====== Data shown
PR #355, opened 2024-05-26
add url and relatedTag to Associations and make Event and UserProfile only include a header of Association(s)

### LINKED ISSUE #264: Adapt the dataclass Association
We already have a dataclass called Association. Currently, it has the following attributes : an "associationId", a "name" and a "description". We can add to this :
- "relatedTags: Set<Tag>", set of all tags related to the association
- "associationURL : URL", the most important URL of the association (website, facebook, instagram, ...)

violoncelloCH:
closes #264

This extends the Association dataclass to hold two additional attributes: `url` and `relatedTags`. While the url is a simple string field in the db, the relatedTags are stored as a relation between the Association and the Tag. 
Since Associations were embedded inside Events as well as UserProfile data classes, this would have meant fetching all the Tags related to the Associations whenever we want a UserProfile (or an Event). To be precise, we talk about multiple four-way nested joins across a total of 8 tables to fetch a UserProfile. In order to simplify this, together with @octogradiste we decided to not embed Associations in Events and UserProfiles anymore. Instead we just embed a simplified object, called `AssociationHeader`, only containing the id and the name of the Association, analogous to how we already do it for the `EventCreator` on Events.

### DIFF
--- a/app/src/main/java/com/github/swent/echo/data/room/RoomLocalDataSource.kt
+++ b/app/src/main/java/com/github/swent/echo/data/room/RoomLocalDataSource.kt
@@ -6,6 +6,7 @@ import com.github.swent.echo.data.model.Tag
 import com.github.swent.echo.data.model.UserProfile
 import com.github.swent.echo.data.repository.datasources.LocalDataSource
 import com.github.swent.echo.data.room.entity.AssociationRoom
+import com.github.swent.echo.data.room.entity.AssociationTagCrossRef
 import com.github.swent.echo.data.room.entity.EventRoom
 import com.github.swent.echo.data.room.entity.EventTagCrossRef
 import com.github.swent.echo.data.room.entity.JoinedEventRoom
@@ -14,7 +15,7 @@ import com.github.swent.echo.data.room.entity.UserProfileAssociationSubscription
 import com.github.swent.echo.data.room.entity.UserProfileCommitteeMemberCrossRef
 import com.github.swent.echo.data.room.entity.UserProfileRoom
 import com.github.swent.echo.data.room.entity.UserProfileTagCrossRef
-import com.github.swent.echo.data.room.entity.toAssociationRoomList
+import com.github.swent.echo.data.room.entity.toAssociations
 import com.github.swent.echo.data.room.entity.toTagList
 import com.github.swent.echo.data.room.entity.toTagRoomList
 import java.time.ZonedDateTime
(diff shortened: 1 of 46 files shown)


app/src/main/java/com/github/swent/echo/data/room/RoomLocalDataSource.kt
```diff
@@ -97,7 +131,6 @@ class RoomLocalDataSource @Inject constructor(db: AppDatabase) : LocalDataSource
             events.flatMap { event -> event.tags.map { EventTagCrossRef(event.eventId, it.tagId) } }
 
         eventDao.deleteAllEventTagCrossRefsForEvents(events.map { it.eventId })
-        associationDao.insertAll(associations.map { AssociationRoom(it) })
```
octogradiste, line 100: The variable `associations` is now unused and could be deleted.

app/src/main/java/com/github/swent/echo/data/room/RoomLocalDataSource.kt
```diff
@@ -42,20 +43,54 @@ class RoomLocalDataSource @Inject constructor(db: AppDatabase) : LocalDataSource
...
     override suspend fun setAssociations(associations: List<Association>) {
+        val tags = associations.flatMap { it.relatedTags }.toSet()
+        val crossRefs =
+            associations.flatMap { association ->
+                association.relatedTags.map {
+                    AssociationTagCrossRef(association.associationId, it.tagId)
+                }
+            }
+
+        eventDao.deleteAllEventTagCrossRefsForEvents(associations.map { it.associationId })
```
octogradiste, line 90: I think this should be `deleteAllAssociationTagCrossRefsForAssociation`.

octogradiste (changes requested):
Massive work! Thank you so much! The code is very clean and easy to understand. Two things to change. One of them, I'm not so sure, but looks like a bug to me...

app/src/main/java/com/github/swent/echo/data/room/RoomLocalDataSource.kt
violoncelloCH: nice catch! thanks!
you're absolutely right! I made a copy paste error here :see_no_evil:

app/src/main/java/com/github/swent/echo/data/room/RoomLocalDataSource.kt
violoncelloCH: you're right, I'll remove that :)

octogradiste (approved):
LGTM!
============
**Work instructions**
Track down every line in the entries that includes the string "only", and copy it.

**Exercise response**
add url and relatedTag to Associations and make Event and UserProfile only include a header of Association(s)
Since Associations were embedded inside Events as well as UserProfile data classes, this would have meant fetching all the Tags related to the Associations whenever we want a UserProfile (or an Event). To be precise, we talk about multiple four-way nested joins across a total of 8 tables to fetch a UserProfile. In order to simplify this, together with @octogradiste we decided to not embed Associations in Events and UserProfiles anymore. Instead we just embed a simplified object, called `AssociationHeader`, only containing the id and the name of the Association, analogous to how we already do it for the `EventCreator` on Events.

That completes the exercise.